In recent years, whenever it comes to the debt relief problems of developing countries, some Western institutions and US officials have never got tired of taking the opportunity to pressure China as they claimed that China has become the world's largest government creditor to the developing world. The irony is that in the past when some countries were caught up in debt-servicing crises, the West never criticized creditor countries that provide the loans. But now they are increasingly accustomed to accusing China of not doing enough in relieving debt burdens for developing countries as if write-off by China could make all the problems disappear. 

A misleading focus of the debt problems won't do any help for the developing world in need of help. Indeed, even as China has become an emerging creditor and outbound investor, the developing world's main creditor remains the West. This is because Western countries usually offer loans through the World Bank, the IMF, and even commercial banks in the name of private debt or non-sovereign debt.

In the case of the external public debt of Sri Lanka, the World Bank, the Asian Development Bank, and financial institutions in the US and its allies hold about 80 percent of Sri Lanka's $51 billion worth of external debt, while China's share is less than 10 percent. Also, according to a report by Britain-based charity Debt Justice, African governments owe three times more debt to Western banks, asset managers and oil traders than to China, and are charged double the interest.

It is clear that Western multilateral financial institutions and commercial creditors should take a greater responsibility in reducing the debt burden for the developing world, and whether or not China writes off its debt should not be an excuse for the West to shirk its primary blame.

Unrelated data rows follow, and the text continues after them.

PR #82, opened 2017-11-19
`makeKeyAndVisible` is called twice. It removes the 2nd one.

coybit:


michaelScoff:
@coybit! Thank you for contribution!

michaelScoff:
@coybit do you have telegram? Could you join our telegram group? https://t.me/trustwallet Would be happy to chat

PR #94, opened 2017-11-26
Convert to Swift BigInt library

### LINKED ISSUE #90: Convert into using BigInt library
https://github.com/attaswift/BigInt

aleph7:
Fix #90


Trust/Models/ParsedTransaction.swift
```diff
@@ -76,19 +77,19 @@ extension ParsedTransaction {
         let nonce = transaction["nonce"] as? String ?? "0"
         return ParsedTransaction(
             blockHash: blockHash,
-            blockNumber: BInt(hex: blockNumber.drop0x).dec,
-            transactionIndex: BInt(hex: transactionIndex.drop0x).dec,
+            blockNumber: BigInt(blockNumber.drop0x, radix: 16)!.description,
```
michaelScoff: Is there a way to remove force unwrap? I feel like if wrong format being returned it could easily crash the app

Trust/Transactions/Types/TransactionCost.swift
```diff
@@ -1,27 +1,34 @@
...
 
-    var gasPrice: GethBigInt {
+    var gasPrice: BigInt {
         switch self {
-        case .fast: return GethNewBigInt(6000000000)
-        case .regular: return GethNewBigInt(2400000000)
-        case .cheap: return GethNewBigInt(1000000000)
-        case .custom(let gasPrice, _): return gasPrice
+        case .fast:
+            return 6_000_000_000
```
michaelScoff: Is this Swift specific format? I haven't seen this before. looks pretty awesome though

Trust/Transactions/ViewModels/TransactionViewModel.swift
```diff
@@ -74,8 +75,8 @@ struct TransactionViewModel {
     }
 
     var gasFee: String {
-        let gasUsed = BInt(String(transaction.gasUsed))
-        let gasPrice = BInt(String(transaction.gasPrice))
+        let gasUsed = BigInt(String(transaction.gasUsed))!
```
michaelScoff: Same question about force unwrap, it would be good to avoid as much as possible.

michaelScoff:
screen shot 2017-11-26 at 12 27 14 am
😍

Trust/Transactions/Types/TransactionCost.swift
aleph7: Yes, makes it easier to read.

PR #104, opened 2017-11-30
Implement new ether number formatter

### LINKED ISSUE #98: Consolidate amount value
Related to https://github.com/TrustWallet/trust-wallet-ios/issues/96

It would be good to have consistent amount string in the app, I propose to have two types:

`1.123` - short type, as regular amount
`1.12312312321222` - long type, full amount

aleph7:
Fix #98


TrustTests/Foundation/EtherNumberFormatterTests.swift
```diff
@@ -41,7 +41,7 @@ class EtherNumberFormatterTests: XCTestCase {
     func testDigits() {
         let number = BigInt("1234567890123456789012345678901")!
         XCTAssertEqual(fullFormatter.string(from: number), "1,234,567,890,123.456789012345678901")
-        XCTAssertEqual(shortFormatter.string(from: number), "1,234,567,890,123.456")
+        XCTAssertEqual(shortFormatter.string(from: number), "1,234,567,890,123.457")
```
michaelScoff: @aleph7  So if a user has 0.01 on his account, but it is actually 0.0099, in that case, he won't be able to send the payment. Would it be possible to avoid rounding? or what's the best solution here?

aleph7: Only the `short` formatter would round, the `full` one will never round.

michaelScoff:
@aleph7 could this be reusable as well with tokens? since they take `decimals` parameter to calculate `Double` value.

PR #114, opened 2017-12-07
Correct sshd path in jailbreak detection code

superduper:
Hi!

This patch fixes `sshd` path at [DeviceChecker.swift:L15](https://github.com/superduper/trust-wallet-ios/blob/master/Trust/Core/Helpers/DeviceChecker.swift#L15).

Best,
Viktor


michaelScoff:
Nice catch @superduper! Thanks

In fact, China has been making due contributions to alleviating debt problems for developing countries. For instance, in January, the Export-Import Bank of China (EXIM) provided Sri Lanka with an extension on the debt service due in 2022 and 2023, which means Sri Lanka will not have to repay the principal and interest due of the EXIM's loans during the above-mentioned period. In August 2022, China canceled 23 interest-free loans to 17 African countries.

It is important to note that when it comes to measures aimed at helping relieve debtor countries' debt repayment pressure, China doesn't attach any political demands or condition to its assistance, which is one of the biggest differences from other Western creditors. The main reason why the IMF's recent negotiations with some debt-ridden countries over financial aid have stalled is that it proposed some additional conditions that are hard for debtor countries to accept. Pakistan Prime Minister Shehbaz Sharif said on Friday the IMF was giving his country a "tough time" over unlocking stalled funding from a $6.5 billion bailout, noting that "the conditions we have to fulfill are beyond imagination," Reuters reported.

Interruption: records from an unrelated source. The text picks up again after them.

PR #117, opened 2017-12-08
Clarifying Import Option Text

sdwolfe32:
I was trying to import an ETH wallet today and noticed it said "Google Cloud" instead of "Google Drive". Then I realized it only imports from local, so figured I'd help clarify that option.

### DIFF
--- a/Trust/Wallet/ViewControllers/ImportWalletViewController.swift
+++ b/Trust/Wallet/ViewControllers/ImportWalletViewController.swift
@@ -197,7 +197,7 @@ class ImportWalletViewController: FormViewController {
     @objc func importOptions(sender: UIBarButtonItem) {
         let alertController = UIAlertController(title: "Import Wallet Options", message: .none, preferredStyle: .actionSheet)
         alertController.popoverPresentationController?.barButtonItem = sender
-        alertController.addAction(UIAlertAction(title: "Local", style: .default) { _ in
+        alertController.addAction(UIAlertAction(title: "iCloud/Dropbox/Google Drive", style: .default) { _ in
             self.showDocumentPicker()
         })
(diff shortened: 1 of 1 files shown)


michaelScoff:
@sdwolfe32 `Local` sounds vague. Can we think of a better name though? it should be very intuitive
`From Documents`? 

What others apps do?

michaelScoff:
@sdwolfe32 `UIDocumentPickerViewController` support import from apps that you have installed, like Google Drive, iCloud, Dropbox and etc.

michaelScoff:
This is the options I see since I only have iCloud and Google Drive installed

image 2017-12-07 22 32 49

michaelScoff:
@sdwolfe32 also noticed in that file that cancel button had destructive style, so I changed it: https://github.com/TrustWallet/trust-wallet-ios/commit/7756c4a0700f05f31f9c4591ff6d63e1dde99872

michaelScoff:
@sdwolfe32 I would propose to change name fix name as you mentioned to `Google Drive` and add extra etc? In that case it would be more intuitive for that user

sdwolfe32:
@michaelScoff Ahh I see. Sorry, didn't realize you could also access Google Drive and other apps. I'll update to change the wording to "Google Drive" as you said. Sorry for my naiveness.

Thanks! Love the work you're doing!

michaelScoff:
@sdwolfe32 thank you for the first contribution? 

Would you like to help? Join me on slack: https://join.slack.com/t/trust-wallet/shared_invite/enQtMjc1NDIzNTc1NzgxLTg1M2U5N2MzNmVlOTBhYTM4NDMwZDM2OTg1ZDA4NmU2OWFiNTZlN2Q4YmNmZGViYTE5ZTAyM2I3YTZlNjYxYjE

The issue of debt in developing countries is a long-standing and complicated one, and the fundamental solution is to assist and support these countries in enhancing development capabilities to realize better growth. Therefore, we hope that developed countries and major international financial institutions will also pay attention to the development needs of developing countries when offering debt relief to them. In particular, financial institutions such as IMF should allow debtors to make their decisions about how they will use the loans, rather than imposing compulsory Western standards.